Using the method of indeterminate coefficients, the current paper recovers the 1-soliton solution to the recently constructed concatenation model. Later, the bright 1-soliton solution is utilized to establish the conserved quantities derived for the model using the multipliers method. Power, linear momentum, and the Hamiltonian are the three conserved quantities that were derived. These results open up a floodgate of opportunities for further studies of this model. The perturbation terms will be incorporated and, thus, the extended version of the concatenation model will be addressed by various means, including the semi-inverse variational principle. The variational principle will be addressed to recover the soliton parameter dynamics.

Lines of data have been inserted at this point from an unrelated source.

PR #212, opened 2024-02-27
Return Traffic Incidents schedule to every 5 mins

Charlie-Henry:
We were noticing that the traffic incidents dataset would return nothing at unusual times (like rush hour) then return several incidents only minutes later. 

Turns out, we were hitting the DB at exactly the wrong time (sometimes). According to the logs on airflow, at  :09, :24, :39, :54 past the hour we were getting zero rows from the traffic incidents CTM oracle DB. I tested this and found that at these times, the rows are deleted then replaced a few seconds later. I guess this is how they remove stale incidents from this view. Moving the schedule to every 5 minutes should allow us to still get every incident but also avoid these times where get zero rows back from the DB. 

## Testing

**Steps to test:**

---
#### Ship list
- [ ] Code reviewed 

### DIFF
--- a/dags/atd_traffic_incident_reports.py
+++ b/dags/atd_traffic_incident_reports.py
@@ -77,7 +77,7 @@ with DAG(
     dag_id="atd_traffic_incident_reports",
     description="wrapper etl for atd-traffic-incident-reports docker image connects to oracle db and updates postrgrest and socrata with incidents",
     default_args=DEFAULT_ARGS,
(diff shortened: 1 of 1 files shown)


chiaberry (approved):

mddilley (approved):
Thanks for the background on this change 🙏 🚢

frankhereford (approved):
Wow, what are the odds. Feels like they should be wrapping their delete & repopulate in a transaction so it's atomic, but oh well. Great 🕵️‍♂️ work.

PR #214, opened 2024-03-05
do a full replace of School Zone Beacon Zone dataset

chiaberry:
Switching the dag to a full replace, there are 174 records total in this view

https://github.com/cityofaustin/atd-data-tech/issues/15943


Charlie-Henry (approved):
🚢  zones<sup>2</sup> 🚢

PR #215, opened 2024-03-05
purchase request copier

Charlie-Henry:
## Associated issues
https://github.com/cityofaustin/atd-data-tech/issues/16060

## Associated repo

## Testing

**Steps to test:**
Will likely be a non-op if you run this without creating a copy request by following the steps [here](https://github.com/cityofaustin/atd-knack-services/pull/133)

---
#### Ship list
- [ ] Code reviewed 

### DIFF
--- a/dags/atd_knack_purchase_request_copier.py
+++ b/dags/atd_knack_purchase_request_copier.py
@@ -1,0 +1,62 @@
+import os
+
+from airflow.models import DAG
+from airflow.operators.docker_operator import DockerOperator
+from pendulum import datetime, duration
+
+from utils.onepassword import get_env_vars_task
+from utils.knack import get_date_filter_arg
+from utils.slack_operator import task_fail_slack_alert
+
+DEPLOYMENT_ENVIRONMENT = os.getenv("ENVIRONMENT", "development")
+
+DEFAULT_ARGS = {
+    "owner": "airflow",
+    "depends_on_past": False,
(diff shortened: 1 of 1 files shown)


chiaberry (approved):

johnclary:
@frankhereford @mddilley just a friendly FYI that we are deploying a DAG that runs every minute 😬 

i guess we should just see how this goes, but part of me wonders if we should modify the ETL to just run on a loop for like 12 hours before exiting. and the DAG's job would just be to spin up a new version of it on that cadence 🤔

frankhereford:
@johnclary wrote:

> just a friendly FYI that we are deploying a DAG that runs every minute 😬

Interesting! I'm totally game to see what happens. Hopefully that overhead firing up that docker container isn't that bad. I'm optimistic. 

To your idea about the 12 hour run time - When we're tempted to simulate a normal daemon process serving a on-demand service by running an ETL in a 1-minute loop, we should consider that airflow isn't the right place for it, and we should make a `systemctl` controlled service. I think John's arriving at the same conclusion here with his 12-hour idea, we're just using different controlling frameworks (airflow vs. `systemctl`). 

I wish there were an easy way to not have to poll for work to do for this process and have it able to respond to "something needs processing" events. Knack doesn't have anything in the way of web hooks or what-have-you that I am aware of, so I don't see a clear way to get that going though.

PR #217, opened 2024-03-20
Reduce the number of CR3s processed per invocation of the process by airflow

frankhereford:
## Associated issues

_None_, see [here](https://austininnovation.slack.com/archives/CM9MK950S/p1710947182415969). 

## Note

This is just a pitch for a possible solution. It's totally OK if we don't go this way, no problem at all.

## Associated repo

`atd-vz-data`

## Testing

none, code review only

---
#### Ship list
- [ ] Code reviewed 

### DIFF
--- a/dags/vz_cr3_extract_ocr_narrative.py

The established conservation laws will next be implemented to obtain the adiabatic parameter dynamics of the solitons. The stochasticity effect will also be addressed by studying the corresponding Langevin equations to give way to the mean free velocity of the soliton. The collective variables approach would also lead to the parameter dynamics of the solitons. From a numerical standpoint, the model will later be examined numerically with the variational iteration method, Adomian decomposition scheme and Laplace–Adomian decomposition scheme. Evidently, a lot of work lies ahead and the results should subsequently be revealed.